- _EXERCISE BRIEF_: Every line below that holds the string "objects" must be copied.

- _SUPPLIED MATERIAL_:
PR #2832, opened 2019-02-11
attachments in editor content section

petrjasek:


scripts/apps/authoring/attachments/AttachmentsEditorDirective.ts
```diff
@@ -0,0 +1,5 @@
+
+export default function AttachmentsEditorDirective() {
```
tomaskikutis: Is this supposed to be an empty directive for a React component? If so, you can use `reactToAngular1`

scripts/apps/authoring/attachments/actions.ts
```diff
@@ -0,0 +1,89 @@
+import {gettext} from 'core/utils';
+
+export const INIT_ATTACHMENTS = 'INIT_ATTACHMENTS';
+export function initAttachments(item) {
+    return (dispatch, geState, {deployConfig, attachments}) => {
```
tomaskikutis: Named arguments would help. Where is `{deployConfig, attachments}` coming from? I thought only `dispatch, geState` was available in action creators.

scripts/apps/authoring/attachments/actions.ts
```diff
@@ -0,0 +1,89 @@
...
+        const payload = {
+            maxSize: deployConfig.getSync('attachments_max_size'),
+            maxFiles: deployConfig.getSync('attachments_max_files'),
+            files: [],
+        };
+
+        attachments.byItem(item)
+            .then((files) => {
+                payload.files = files;
```
tomaskikutis: How about initializing the state object and dispatching right here. Mutating objects or using `finally` is not needed then.

```
attachments.byItem(item)
    .then((files) => {
        dispatch({type: INIT_ATTACHMENTS, payload: {
            maxSize: deployConfig.getSync('attachments_max_size'),
            maxFiles: deployConfig.getSync('attachments_max_files'),
            files: files,
        }});
    });
```

scripts/apps/authoring/attachments/actions.ts
```diff
@@ -0,0 +1,89 @@
...
+}
+
+export const ADD_ATTACHMENTS = 'ADD_ATTACHMENTS';
+export function selectFiles(files) {
+    return (dispatch, getState, {$scope, notify, superdesk}) => {
+        const state = getState();
+
+        if (Array.isArray(files) && files.length > 0 && !state.editor.isLocked) {
+            if (files.length + state.attachments.files.length > state.attachments.maxFiles) {
+                notify.error(gettext('Sorry, too many files selected.'));
```
tomaskikutis: Ioan already merged translating plurals, so you can make the error messages more informative.

```
gettextCatalog.getPlural(
    state.attachments.maxFiles,
    "Too many files selected. Only one file is allowed.",
    "Too many files selected. Only {{$count}} files are allowed."
)
```

scripts/apps/authoring/attachments/actions.ts
```diff
@@ -0,0 +1,89 @@
...
+
+            const bigFiles = files.filter((file) => file.size > state.attachments.maxSize);
+
+            if (bigFiles.length) {
+                notify.error(gettext('Sorry, but some files are too big.'));
+                return;
+            }
+
+            superdesk
+                .intent('upload', 'attachments', files)
```
tomaskikutis: Could the intent thing be removed if redux is used? Which android developer added the intents here anyway? :D

scripts/apps/authoring/attachments/actions.ts
```diff
@@ -0,0 +1,89 @@
...
+    };
+}
+
+export function closeEdit() {
+    return {type: EDIT_ATTACHMENT, payload: null};
+}
+
+export function download(file) {
+    return (dispatch, getState, {urls, $window}) => {
+        $window.open(urls.media(file.media, 'attachments'), '_blank');
```
tomaskikutis: Why are you using `$window` here instead of native `window`?

scripts/apps/authoring/attachments/attachments.js
```diff
@@ -1,97 +1,67 @@
...
-    }
-
-    selectFiles(files) {
-        if (Array.isArray(files) && files.length > 0 && !this.isLocked) {
-            if (files.length + this.$scope.files.length > this.maxFiles) {
-                this.notify.error(gettext('Sorry, too many files selected.'));
-                return;
+    constructor($scope) {
+        // connect
+        Object.assign(this, mapDispatchToCtrl($scope.store.dispatch));
```
tomaskikutis: It isn't very clear how this works. Could you instead use a var like
```
const initialState = Object.assign(this, mapDispatchToCtrl($scope.store.dispatch));
```
and use that `initialState` where you need. I would also advise not to modify the original object by passing an empty object as a first argument to `Object.assign`. That way it's more clear what are the limits of influence of that variable.

scripts/apps/authoring/attachments/reducer.ts
```diff
@@ -0,0 +1,32 @@
...
+export function attachments(state = initialState, action) {
+    switch (action.type) {
+    case INIT_ATTACHMENTS:
+        return {...action.payload};
+    case ADD_ATTACHMENTS:
+        return {...state, files: state.files.concat(action.payload)};
+    case REMOVE_ATTACHMENT:
+        return {...state, files: state.files.filter((f) => f !== action.payload)};
+    case EDIT_ATTACHMENT:
+        return {...state, file: action.payload, diff: action.payload != null ? Object.create(action.payload) : null};
```
tomaskikutis: Why are you using `Object.create` in ` Object.create(action.payload)`?

scripts/apps/authoring/attachments/actions.ts
petrjasek: this opens a modal, for that I would probably go for another refactoring, will need to create support for that somehow

scripts/apps/authoring/attachments/actions.ts
petrjasek: that's angular thing, it's easier to mock/test it, but it's probably not needed here, just didn't change that part

scripts/apps/authoring/attachments/reducer.ts
petrjasek: that's like a diff, so that object will only have own properties for modified keys

scripts/apps/authoring/attachments/attachments.js
petrjasek: here it's populating controller methods, which are then called from template. it's there to avoid:
```
this.edit = (file) => dispatch(edit(file));
this.close = () => dispatch(close());
```

scripts/apps/authoring/attachments/actions.ts
petrjasek: yep that makes sense, when there is an error it should probably do something else instead of showing empty list

scripts/apps/authoring/attachments/actions.ts
petrjasek: that's from [thunk](https://github.com/reduxjs/redux-thunk#injecting-a-custom-argument)

scripts/apps/authoring/attachments/attachments.js
tomaskikutis: This is way more readable to me. I don't think there's any point of dynamic assignment when it's only used in one place.
```
const {dispatch} = $scope.store;

this.edit = (file) => dispatch(edit(file));
this.close = () => dispatch(close());
// all the other methods
```

scripts/apps/authoring/attachments/actions.ts
tomaskikutis: I think calling it `thunkCustomArgument` and optionally destructing from it in the function body would be more clear.

scripts/apps/authoring/attachments/reducer.ts
tomaskikutis: I'm not sure I get that. When you do `Object.create` you simply create a copy of an object. Is there more to it? How is it related to diffs?

petrjasek: yep so you can use new object to access old properties, it will get it via inheritance, but once you change it there will be an own property created on the diff one
```
const original = {foo: 1};
const diff = Object.create(original);

diff.foo
> 1

diff.hasOwnProperty('foo')
> false

diff.foo = 2;

diff.hasOwnProperty('foo')
> true
```
so when we use it later for patch request it's only sending own properties of diff, so only parts that were changed.

scripts/apps/authoring/attachments/attachments.js
petrjasek: I wanted to make some utils do handle it, something like in [redux-react](https://react-redux.js.org/api/connect#dispatch)

scripts/apps/authoring/attachments/reducer.ts
tomaskikutis: That's a neat trick, I haven't seen diffing done this way before. As you can see from me not understanding this right away, it would be good instead of calling `object.create` to call `prepareDiff` which would call `object.create` except that it would be documented in the function body how the diffing works.

Why are we calculating the diffs in the first place? Don't etags protect from conficting writes? Do etags work on document level or it takes the fields into account too?

petrjasek: that's not about etags and conflicting writes, but to reduce payloads and not to send data which were not changed.

tomaskikutis: I'm all for saving the data, but I'd like it to be abstracted away properly. Can it be done in a way that reducer and the whole application except the function which doing the diffing is not required to know about it? If so, we should do it.

scripts/apps/authoring/attachments/AttachmentsEditorDirective.ts
petrjasek: it renders a template

scripts/apps/authoring/attachments/actions.ts
petrjasek: this whole thing with `return (dispatch, getState)` is from thunk, and it's a pattern we use in superdesk-planning as well, I would rather stick to it

scripts/apps/authoring/attachments/reducer.ts
petrjasek: at the end I got rid of it, handling those changes as component state

tomaskikutis:
You've added a few commits after removing wip label. Are you finished with this now?

petrjasek:
yep

scripts/apps/authoring/attachments/reducer.ts
```diff
@@ -0,0 +1,38 @@
...
+    case INIT_ATTACHMENTS:
+        return {...action.payload};
+    case ADD_ATTACHMENTS:
+        return {...state, files: state.files.concat(action.payload)};
+    case REMOVE_ATTACHMENT:
+        return {...state, files: state.files.filter((f) => f !== action.payload)};
+    case EDIT_ATTACHMENT:
+        return {
+            ...state,
+            edit: action.payload,
```
tomaskikutis: I would like naming to be improved:
EDIT_ATTACHMENT -> ENABLE_EDIT_MODE_FOR_ATTACHEMENT
SAVE_ATTACHMENT -> UPDATE_ATTACHEMENT

scripts/apps/authoring/authoring/directives/AuthoringDirective.js
```diff
@@ -1144,6 +1148,30 @@ export function AuthoringDirective(superdesk, superdeskFlags, authoringWorkspace
...
             macros.setupShortcuts($scope);
             initEmbedFieldsValidation();
+
+            // init redux
+            const initialState = {
+                isLocked: $scope.isLocked(),
+                isLockedByMe: $scope.isLockedByMe(),
+            };
+
+            function editor(state = initialState) {
```
tomaskikutis: What does this do?

scripts/core/ui/utils.tsx
```diff
@@ -0,0 +1,22 @@
...
+import {render, unmountComponentAtNode} from 'react-dom';
+
+interface IStoreScope extends ng.IScope {
+    store: Store<{}>;
+}
+
+/**
+ * Render react component and connect it to redux store
+ */
+export function renderComponent(component: React.ReactElement<any>, scope: IStoreScope, elem: Array<Element>) {
```
tomaskikutis: Doesn't `reactToAngular1` do the same thing? You could wrap the initial component in the `<Provider>` and pass store as a prop.

tomaskikutis:
Could you also change *.js files you changed to *.ts? I think it's better to rename it in one commit and fix errors in another to preserve history.

scripts/apps/authoring/attachments/AttachmentsEditorModal.tsx
```diff
@@ -0,0 +1,95 @@
...
+    update(key: string, val: string) {
+        const updates = {};
+
+        updates[key] = val;
+        this.setState(updates);
+    }
+
+    render() {
+        return (
+            <React.Fragment>
```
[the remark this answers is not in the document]
petrjasek: it doesn't work otherwise, you have to return single element or array, fragment is to avoid that top level div or something

scripts/apps/authoring/authoring/directives/AuthoringDirective.js
petrjasek: that's initial editor store, I have to for state namespacing, `isLocked` shouldn't be part of attachments state

scripts/apps/authoring/attachments/AttachmentsList.tsx
```diff
@@ -0,0 +1,109 @@
...
+
+import {Item, Column, Row, ActionMenu} from 'core/ui/components/List';
+
+interface IFile {
+    _id: string;
+    title: string;
+    mimetype: string;
+    filename: string;
+    description: string;
+    media: {
```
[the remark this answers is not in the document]
petrjasek: no, it's internal media metadata, length there is file length

scripts/apps/authoring/attachments/actions.ts
```diff
@@ -0,0 +1,84 @@
...
+                });
+        }
+    };
+}
+
+export const REMOVE_ATTACHMENT = 'REMOVE_ATTACHMENT';
+export function removeFile(file) {
+    return (dispatch, getState, {$scope}) => {
+        dispatch({type: REMOVE_ATTACHMENT, payload: file});
+        updateItem(getState(), $scope);
```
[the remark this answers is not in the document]
petrjasek: I will think about that, not every store change should call autosave, so there must be some logic and not sure yet where to put it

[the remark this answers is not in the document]
tomaskikutis: You don't have it to update on every store change. You can put conditionals to check the objects you care about.

scripts/apps/authoring/authoring/directives/AuthoringDirective.js
tomaskikutis: What do you mean by **initial** editor reducer? Does the reducer change over time?

scripts/apps/authoring/attachments/AttachmentsList.tsx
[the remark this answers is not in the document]
tomaskikutis: Is the length property native to the object(like it's native for all arrays) or set manually? Why does it only have a length property and no others?

scripts/apps/authoring/attachments/attachments.ts
```diff
@@ -0,0 +1,162 @@
...
+            return api.remove(file);
+        }
+
+        /**
+         * Get attachment by id
+         *
+         * @param {String} id
+         * @return {Promise}
+         */
+        byId(id) {
```
tomaskikutis: Is the method used anywhere? I didn't see it in current changes. Does the cache live through application lifecycle and isn't specific to any view? How are cached items updated when someone else changes them?

scripts/apps/authoring/authoring/directives/AuthoringDirective.js
petrjasek: I mean it should get extended as we port more features to react/redux from angular

scripts/apps/authoring/attachments/actions.ts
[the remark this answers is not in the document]
petrjasek: I think it's better explicit as part of the action

scripts/apps/authoring/authoring/directives/AuthoringDirective.js
tomaskikutis: So it doesn't do anything now, right? I would remove it that case, or at least move it to a separate file and document why is it empty.

petrjasek: it's used by attachments component, it just doesn't change

scripts/apps/authoring/attachments/actions.ts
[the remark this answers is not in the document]
tomaskikutis: I'm all for explicitness, but it seems more like unnecessary coupling. You could use the subscription and define the pieces of data that should trigger autosave in an equally explicit way.

scripts/apps/authoring/attachments/AttachmentsList.tsx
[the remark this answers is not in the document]
petrjasek: it's backend media object, we get it from api

scripts/apps/authoring/attachments/actions.ts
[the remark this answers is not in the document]
petrjasek: will give it a shot

scripts/apps/authoring/attachments/AttachmentsList.tsx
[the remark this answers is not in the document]
tomaskikutis: What's the schema for it in the back-end?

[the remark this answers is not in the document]
petrjasek: I've added core interface for that

scripts/apps/authoring/attachments/attachments.ts
petrjasek: I think it's used in editor when rendering attachment used as link

scripts/apps/authoring/attachments/actions.ts
```diff
@@ -0,0 +1,76 @@
...
+        if (Array.isArray(files) && files.length > 0 && !state.editor.isLocked) {
+            if (files.length + state.attachments.files.length > state.attachments.maxFiles) {
+                notify.error(gettext('Sorry, too many files selected.'));
+                return;
+            }
+
+            const bigFiles = files.filter((file) => file.size > state.attachments.maxSize);
+
+            if (bigFiles.length) {
+                notify.error(gettext('Sorry, but some files are too big.'));
```
tomaskikutis: Include maximum file size and offending file names in the message.

scripts/apps/authoring/attachments/actions.ts
```diff
@@ -35,7 +36,13 @@ export function selectFiles(files: Array<File>) {
                 .map((file) => file.name);
 
             if (filenames.length) {
-                notify.error(gettext('Sorry, but files "{{ filenames }}" are too big.', {filenames: filenames.join(', ')}));
+                notify.error(gettext(
+                    'Sorry, but some files "{{ filenames }}" are bigger than limit ({{ limit }}).',
```
tomaskikutis: I think it's better to remove the spaces between double curly brackets and variable names so it's more clear for the translators that it's a placeholder and must not be translated.

scripts/apps/authoring/attachments/actions.ts
```diff
@@ -19,7 +20,7 @@ export function initAttachments(item) {
 
 export const ADD_ATTACHMENTS = 'ADD_ATTACHMENTS';
 export function selectFiles(files: Array<File>) {
-    return (dispatch, getState, {notify, superdesk}) => {
+    return (dispatch, getState, {notify, superdesk, $filter}) => {
```
tomaskikutis: Is `$filter` used anywhere?

scripts/core/ui/utils.tsx
petrjasek: not sure how to do it, it works with `reactToAngular1(Provider, ['store'])` but not sure how to pass that children component

tomaskikutis: Instead of doing `reactToAngular1(Provider, ['store'])`, do `reactToAngular1(MyCustomComponent, ['customProps'])` and use `Provider` inside `MyCustomComponent`. You would do so for each individual component. `reactToAngular1` is more like `AttachmentsListDirective` which isn't doing much more than making it possible to use a React component as a directive.

petrjasek: you can give it a shot, I can't make it work

tomaskikutis: https://github.com/tomaskikutis/superdesk-client-core/tree/pr-2832

Tests pass and UI seems to work, so I think you can merge it from my branch.

scripts/apps/authoring/attachments/actions.ts
petrjasek: not anymore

- _ANSWER TO THE EXERCISE_:
tomaskikutis: How about initializing the state object and dispatching right here. Mutating objects or using `finally` is not needed then.
tomaskikutis: You don't have it to update on every store change. You can put conditionals to check the objects you care about.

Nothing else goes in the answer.